Migrating GOTM from MySQL to Turso

📅 2025-03-30

⌛ 463 days ago

📖 3 min read



I maintain the PG GOTM site, which handles Game of the Month voting for a Discord server.

I’m no stranger to accidentally rm -rf /-ing my VPS. At some point, I realized I didn’t want to be the only thing standing between six years of GOTM voting history and total data loss.

The Project

The MySQL GOTM database has a lot of history (it goes back to September 2018!). It’s a well-structured schema with solid foreign key constraints.

I’m very comfortable with MySQL and use it in production often, but typically in managed environments. While I’ve self-hosted MySQL before, I wanted a simpler setup with easier backup strategies in case I nuked the VPS again.

With PlanetScale dropping its hobby plan, I started exploring alternatives. That’s when I came across Turso via one of ThePrimeagen’s videos. It looked promising, they’ve also recently announced a Rust re-write of SQLite. I just needed a guinea pig project to test it on and GOTM was the perfect candidate.

Why Turso?

I’ve never used Turso before, but I’ve used SQLite a lot. Every single fun side project of mine begins with an SQLite database.

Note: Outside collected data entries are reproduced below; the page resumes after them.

PR #9632, opened 2017-06-29
Detect number of tests for fastlane plugins and score accordingly

KrauseFx:
This is awesome 👍

### DIFF
--- a/fastlane/helper/plugin_scores_helper.rb
+++ b/fastlane/helper/plugin_scores_helper.rb
@@ -96,7 +96,10 @@ module Fastlane
                                    value: (self.data[:github_issues].to_i * -1)),
             FastlanePluginRating.new(key: :downloads,
                              description: "More downloads = more users have been using the plugin for a while",
-                                   value: (self.data[:downloads].to_i / 250))
+                                   value: (self.data[:downloads].to_i / 250)),
+            FastlanePluginRating.new(key: :tests,
+                             description: "The more tests a plugin has, the better",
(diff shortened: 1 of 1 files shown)


fastlane/helper/plugin_scores_helper.rb
```diff
@@ -96,7 +96,10 @@ def ratings
                                    value: (self.data[:github_issues].to_i * -1)),
             FastlanePluginRating.new(key: :downloads,
                              description: "More downloads = more users have been using the plugin for a while",
-                                   value: (self.data[:downloads].to_i / 250))
+                                   value: (self.data[:downloads].to_i / 250)),
+            FastlanePluginRating.new(key: :tests,
+                             description: "The more tests a plugin has, the better",
+                                   value: self.data[:tests].to_i * 3)
```
taquitos: I feel like this should be the ratio of test files to code files

taquitos: and have a maximum, like if if the ratio is 1 test file to 1 code file, that is a score of 20, if the ratio is 1 to 2, the score is 10, and so on. You never get better than a certain number maybe?

KrauseFx: Ugh, that sounds like work...

taquitos: Work is the worst.

taquitos (approved):
💇‍♂️

PR #9633, opened 2017-06-29
Add information in docs plugin page when plugin has no GitHub URL

KrauseFx:
- This way we show that the code might not be hosted somewhere
- This way we kind of explain why this score is lower (e.g. we couldn't verify the README or the # of tests)

screen shot 2017-06-29 at 2 15 44 pm


taquitos (approved):
great idea 🔢

PR #9643, opened 2017-06-30
Revert all changes applied to the hockey action recently

KrauseFx:
Reverts all recently applied patches of the hockey action


ohayon (approved):
👍

PR #9564, opened 2017-06-23
Rubocop fixes and update

jdee:
### Checklist
- [x] I've run `bundle exec rspec` from the root directory to see all new and existing tests pass
- [x] I've followed the _fastlane_ code style and run `bundle exec rubocop -a` to ensure the code style is valid
- [x] I've read the [Contribution Guidelines](https://github.com/fastlane/fastlane/blob/master/CONTRIBUTING.md)
- [x] I've updated the documentation if necessary.

### Motivation and Context

Fix #8958.

`bundle exec rubocop` fails on a newly-created plugin. There are two issues:

- There were some rubocop failures because it wanted the gemspec file to be snake_case,
  and it objects to unnecessary use of `%q{}` in the template gemspec. Those have been fixed. The snake_case check was disabled for gemspecs, and the `%q{}` literals in the template gemspec have been changed to simple quotes.
- The plugin template uses the .rubocop.yml from the root of this repo. The `fastlane.gemspec`
  pins rubocop to 0.48.1, which is not current. The plugin template gemspec places no limitation
  on the version of rubocop. Some Cops have changed namespaces in 0.49, generating warnings 
  (not offenses) in a new plugin using the latest version. Because Fastlane proper uses a different version with the same .rubocop.yml, rubocop runs cleanly in the repo.

### Description

There are several commits that implement different stages. Some could be reverted if not desired.

1. The simplest fix is to limit rubocop to 0.48.1 in the plugin template to avoid any changes in the main codebase for this issue. The issue with the gemspec filename and the `%q{}` literals still had to be fixed. `git checkout b8b02e1` for everything working with 0.48.1 (except perhaps a failing unit test).
2. Update Fastlane proper to 0.49.1. After fixing the snake_case and `%q{}` issues, this required:
  - Updating fastlane.gemspec.
  - Changing the Style namespace to Layout for a number of Cops in the .rubocop.yml and code comments.
  - ~~Running `rubocop -a` and making manual fixes for certain complaints.~~ Adding comments at various places in the code to eliminate certain failures temporarily until the authors can review them.
  The HEAD of this branch has everything updated to 0.49.1 and quietly passing both in the repo and new plugins. But this entailed a handful of code changes throughout the repo.
[...]

PR #9650, opened 2017-07-02
Fix broken unit tests for plugin generation

jdee:
### Checklist

### Motivation and Context

See the discussion from #9564.

Unit tests for rake, rspec  and rubocop in new plugins are all executed by passing a block to `Bundler.setup`, but they don't appear to be executed at all, and actual failures are not reported. I wasn't familiar with `Bundler.setup`, and I can't find docs for that method, but judging from the source code:

https://github.com/bundler/bundler/blob/master/lib/bundler.rb#L92
https://github.com/bundler/bundler/blob/master/lib/bundler/runtime.rb#L13

It doesn't look like the method takes a block. I think it wants an array of symbols for groups from the Gemfile, e.g. `Bundler.setup [:dev, :test]`. I suspect that it is called long before execution of these examples, and these calls just short circuit and return `@setup` without doing anything else.

### Description

It wasn't hard to use `RuboCop::CLI` to run RuboCop programmatically from the example. Rake was hard enough that I took another crack at shelling out to `bundle exec`, which turns out to work well.

These tests will now report failures when appropriate. For example, remove the blank line after `# coding: utf-8` in fastlane/lib/fastlane/plugins/template/%gem_name%.gemspec.erb and run

```bash
bundle exec rspec fastlane/spec/plugins_specs/plugin_generator_spec.rb
```

This will show a RuboCop failure.

### DIFF
--- a/fastlane/spec/plugins_specs/plugin_generator_spec.rb
+++ b/fastlane/spec/plugins_specs/plugin_generator_spec.rb
@@ -273,36 +273,37 @@ describe Fastlane::PluginGenerator do
     end
 
     describe "All tests and style validation of the new plugin are passing" do
+      before (:all) do
+        # let(:gem_name) is not available in before(:all), so pass the directory
+        # in explicitly once instead of making this a before(:each)
+        plugin_sh 'bundle install', 'fastlane-plugin-tester_thing'
+      end
+
       it "rspec tests are passing" do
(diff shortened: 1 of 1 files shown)


KrauseFx (approved):
This looks great, thank you so much for your contribution 👍 ❤️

Turns out, Turso is literally just SQLite with a sync layer on top (okay technically it’s a fork called libSQL which extends SQLite to support replication, remote writes, and syncing).

That’s kind of cool honestly. I don’t enjoy managing volumes in k3s and my restic + Backblaze scripts still need a lot of work.

Migration Notes

Fortunately, a lot of the MySQL schema was easily translatable to SQLite. I only had to handle a few things:

  • No ENUM type in SQLite, I ended up using another table with a FK
  • Replace MySQL’s DATETIME with basic a INTEGER UNIX timestamp

And I think that’s about it. It was fairly painless. I wrote a simple script that moved the data of every table from the MySQL server to Turso.

How’s it Going?

We’ve just completed our first month of voting with this new setup. I think it went quite well! Maybe except the part where I copied over the dev .env to prod.

One of my favorite features is Turso’s web-based SQLite client:

Turso web client showing the GOTM database tables

I’m used to using DataGrip for everything and it sucks that it can’t read SQLite files over SSH. This is a huge plus.

Here are some stats after a full month of voting:

Turso usage stats after one month of GOTM voting

I’m quite happy with the performance and it also seems like I’ll remain well under the free tier.

I’m not going to miss worrying about backups.

What’s Next?

I like Turso. I’ll probably move a couple more of my projects over to it HamVerBot has already been converted 🙃.